**EXERCISE DIRECTIONS:**
If a line in the records below contains "none", copy that line.

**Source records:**
■ ■ ■ ■
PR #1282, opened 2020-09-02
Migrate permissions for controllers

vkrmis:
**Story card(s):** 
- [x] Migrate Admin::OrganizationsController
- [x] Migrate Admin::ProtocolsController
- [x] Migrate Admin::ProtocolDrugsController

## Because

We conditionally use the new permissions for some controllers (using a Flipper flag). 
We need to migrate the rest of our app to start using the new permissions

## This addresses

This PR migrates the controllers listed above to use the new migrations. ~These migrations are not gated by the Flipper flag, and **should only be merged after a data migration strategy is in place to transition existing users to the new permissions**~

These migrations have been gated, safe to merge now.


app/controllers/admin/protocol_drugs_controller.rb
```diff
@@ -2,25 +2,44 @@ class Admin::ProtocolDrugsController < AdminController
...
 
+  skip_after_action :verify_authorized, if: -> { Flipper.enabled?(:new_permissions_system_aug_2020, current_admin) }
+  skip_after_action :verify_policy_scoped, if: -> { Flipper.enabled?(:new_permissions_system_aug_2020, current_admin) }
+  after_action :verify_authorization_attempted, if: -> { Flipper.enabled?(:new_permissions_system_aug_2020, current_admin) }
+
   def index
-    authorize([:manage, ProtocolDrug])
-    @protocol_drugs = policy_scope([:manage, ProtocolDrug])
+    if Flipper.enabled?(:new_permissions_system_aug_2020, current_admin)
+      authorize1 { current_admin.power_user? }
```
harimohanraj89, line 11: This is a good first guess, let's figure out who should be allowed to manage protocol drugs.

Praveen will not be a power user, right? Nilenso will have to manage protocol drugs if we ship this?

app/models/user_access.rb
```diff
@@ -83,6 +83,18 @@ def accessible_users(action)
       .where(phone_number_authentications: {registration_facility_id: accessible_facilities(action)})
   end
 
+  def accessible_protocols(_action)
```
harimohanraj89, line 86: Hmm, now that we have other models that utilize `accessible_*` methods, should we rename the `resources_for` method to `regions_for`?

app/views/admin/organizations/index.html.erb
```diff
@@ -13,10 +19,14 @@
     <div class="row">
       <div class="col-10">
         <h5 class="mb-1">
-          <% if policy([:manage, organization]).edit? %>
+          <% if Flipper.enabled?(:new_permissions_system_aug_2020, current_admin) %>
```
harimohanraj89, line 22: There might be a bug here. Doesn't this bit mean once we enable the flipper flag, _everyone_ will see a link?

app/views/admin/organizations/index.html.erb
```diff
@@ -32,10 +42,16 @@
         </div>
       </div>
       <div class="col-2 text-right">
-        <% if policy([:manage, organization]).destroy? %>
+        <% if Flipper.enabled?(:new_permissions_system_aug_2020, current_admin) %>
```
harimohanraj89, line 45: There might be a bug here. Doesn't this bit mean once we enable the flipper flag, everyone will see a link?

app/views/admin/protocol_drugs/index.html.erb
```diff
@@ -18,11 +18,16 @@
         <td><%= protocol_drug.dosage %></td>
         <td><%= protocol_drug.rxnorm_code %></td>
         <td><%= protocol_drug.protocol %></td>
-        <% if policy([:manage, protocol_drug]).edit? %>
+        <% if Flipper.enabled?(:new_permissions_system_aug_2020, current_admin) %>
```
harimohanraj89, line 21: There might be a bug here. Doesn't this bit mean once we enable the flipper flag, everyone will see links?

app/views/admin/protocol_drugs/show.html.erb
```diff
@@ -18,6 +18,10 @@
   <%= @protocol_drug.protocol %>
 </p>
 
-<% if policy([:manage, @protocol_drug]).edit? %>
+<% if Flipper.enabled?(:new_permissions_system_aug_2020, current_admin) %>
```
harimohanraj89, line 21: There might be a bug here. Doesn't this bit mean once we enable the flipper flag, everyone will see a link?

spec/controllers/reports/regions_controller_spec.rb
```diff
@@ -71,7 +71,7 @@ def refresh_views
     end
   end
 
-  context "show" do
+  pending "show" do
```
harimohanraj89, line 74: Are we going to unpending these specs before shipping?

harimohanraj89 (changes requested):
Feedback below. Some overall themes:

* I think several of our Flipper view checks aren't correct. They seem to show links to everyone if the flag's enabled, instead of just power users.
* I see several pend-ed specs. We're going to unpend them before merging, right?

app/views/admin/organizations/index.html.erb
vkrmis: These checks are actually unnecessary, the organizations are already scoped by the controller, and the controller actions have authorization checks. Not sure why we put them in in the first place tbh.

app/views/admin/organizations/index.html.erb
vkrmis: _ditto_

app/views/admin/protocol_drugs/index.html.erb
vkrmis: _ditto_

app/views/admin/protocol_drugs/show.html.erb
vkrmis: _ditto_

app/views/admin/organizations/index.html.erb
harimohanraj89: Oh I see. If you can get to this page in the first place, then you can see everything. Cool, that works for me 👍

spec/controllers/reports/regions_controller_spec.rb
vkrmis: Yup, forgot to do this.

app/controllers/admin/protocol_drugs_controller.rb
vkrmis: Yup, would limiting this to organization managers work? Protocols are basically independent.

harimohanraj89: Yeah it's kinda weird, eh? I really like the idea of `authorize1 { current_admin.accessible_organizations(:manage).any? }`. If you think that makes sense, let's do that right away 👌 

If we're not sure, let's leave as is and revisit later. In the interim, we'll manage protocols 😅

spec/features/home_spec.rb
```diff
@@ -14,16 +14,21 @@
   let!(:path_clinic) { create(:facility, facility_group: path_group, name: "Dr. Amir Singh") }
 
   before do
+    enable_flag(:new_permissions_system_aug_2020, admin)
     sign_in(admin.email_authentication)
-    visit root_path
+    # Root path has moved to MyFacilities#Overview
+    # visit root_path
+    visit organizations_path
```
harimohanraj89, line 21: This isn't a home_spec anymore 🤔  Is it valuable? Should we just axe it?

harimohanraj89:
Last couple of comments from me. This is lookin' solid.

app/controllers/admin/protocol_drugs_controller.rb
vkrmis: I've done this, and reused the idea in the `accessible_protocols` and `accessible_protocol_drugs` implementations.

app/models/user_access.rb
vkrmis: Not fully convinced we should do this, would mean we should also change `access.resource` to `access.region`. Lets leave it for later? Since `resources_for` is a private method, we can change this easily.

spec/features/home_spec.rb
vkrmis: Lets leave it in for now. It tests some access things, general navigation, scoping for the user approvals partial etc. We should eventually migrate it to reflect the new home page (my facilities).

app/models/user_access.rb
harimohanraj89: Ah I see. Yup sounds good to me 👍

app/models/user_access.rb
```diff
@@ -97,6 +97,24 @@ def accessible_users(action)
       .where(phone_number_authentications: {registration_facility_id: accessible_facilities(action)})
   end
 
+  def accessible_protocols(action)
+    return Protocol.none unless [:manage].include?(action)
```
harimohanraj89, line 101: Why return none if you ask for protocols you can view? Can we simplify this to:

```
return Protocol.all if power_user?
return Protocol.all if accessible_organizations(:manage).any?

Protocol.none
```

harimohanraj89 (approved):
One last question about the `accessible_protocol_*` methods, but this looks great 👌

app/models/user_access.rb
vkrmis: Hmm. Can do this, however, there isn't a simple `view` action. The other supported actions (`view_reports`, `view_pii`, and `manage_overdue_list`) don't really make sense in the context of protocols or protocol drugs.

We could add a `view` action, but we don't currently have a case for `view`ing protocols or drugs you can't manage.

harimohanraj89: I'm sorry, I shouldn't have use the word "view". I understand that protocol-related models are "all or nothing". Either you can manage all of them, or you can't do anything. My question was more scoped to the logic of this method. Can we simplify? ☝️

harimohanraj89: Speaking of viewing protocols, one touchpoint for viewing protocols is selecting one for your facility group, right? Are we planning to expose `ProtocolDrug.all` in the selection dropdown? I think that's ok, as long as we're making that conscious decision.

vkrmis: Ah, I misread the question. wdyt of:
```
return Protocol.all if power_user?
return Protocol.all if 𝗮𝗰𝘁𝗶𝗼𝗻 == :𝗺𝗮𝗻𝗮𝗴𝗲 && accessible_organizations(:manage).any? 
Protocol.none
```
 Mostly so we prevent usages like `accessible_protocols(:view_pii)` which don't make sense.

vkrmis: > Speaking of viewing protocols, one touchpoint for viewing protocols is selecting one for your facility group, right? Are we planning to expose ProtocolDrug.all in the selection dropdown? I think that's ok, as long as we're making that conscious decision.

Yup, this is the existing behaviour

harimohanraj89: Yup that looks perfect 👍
■ ■ ■ ■
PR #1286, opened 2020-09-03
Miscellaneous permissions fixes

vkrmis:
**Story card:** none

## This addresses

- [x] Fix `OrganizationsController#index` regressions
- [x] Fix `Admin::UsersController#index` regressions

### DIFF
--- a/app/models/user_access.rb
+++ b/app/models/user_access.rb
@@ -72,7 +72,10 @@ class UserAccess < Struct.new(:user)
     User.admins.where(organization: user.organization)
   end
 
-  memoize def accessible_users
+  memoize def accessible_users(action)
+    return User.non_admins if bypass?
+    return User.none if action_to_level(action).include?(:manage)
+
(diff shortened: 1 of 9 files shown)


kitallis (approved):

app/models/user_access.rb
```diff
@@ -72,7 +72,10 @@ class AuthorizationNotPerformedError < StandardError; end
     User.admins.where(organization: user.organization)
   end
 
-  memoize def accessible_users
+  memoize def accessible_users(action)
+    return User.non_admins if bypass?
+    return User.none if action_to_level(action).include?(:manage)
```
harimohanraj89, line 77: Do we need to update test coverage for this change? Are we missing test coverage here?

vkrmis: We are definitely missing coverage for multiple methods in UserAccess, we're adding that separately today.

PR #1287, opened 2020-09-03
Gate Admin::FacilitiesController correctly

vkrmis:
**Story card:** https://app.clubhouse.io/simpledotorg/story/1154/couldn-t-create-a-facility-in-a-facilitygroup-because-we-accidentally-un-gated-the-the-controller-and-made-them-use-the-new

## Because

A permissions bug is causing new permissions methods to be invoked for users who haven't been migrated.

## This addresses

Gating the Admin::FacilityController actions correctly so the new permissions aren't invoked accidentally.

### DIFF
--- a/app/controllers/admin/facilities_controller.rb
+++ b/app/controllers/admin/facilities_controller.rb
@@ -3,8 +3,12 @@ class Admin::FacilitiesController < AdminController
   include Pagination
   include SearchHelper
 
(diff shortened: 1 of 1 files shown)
■ ■ ■ ■
**ANSWER BOX:**
+    return Protocol.none unless [:manage].include?(action)
harimohanraj89, line 101: Why return none if you ask for protocols you can view? Can we simplify this to:
Protocol.none
Protocol.none
**Story card:** none
+    return User.none if action_to_level(action).include?(:manage)
+    return User.none if action_to_level(action).include?(:manage)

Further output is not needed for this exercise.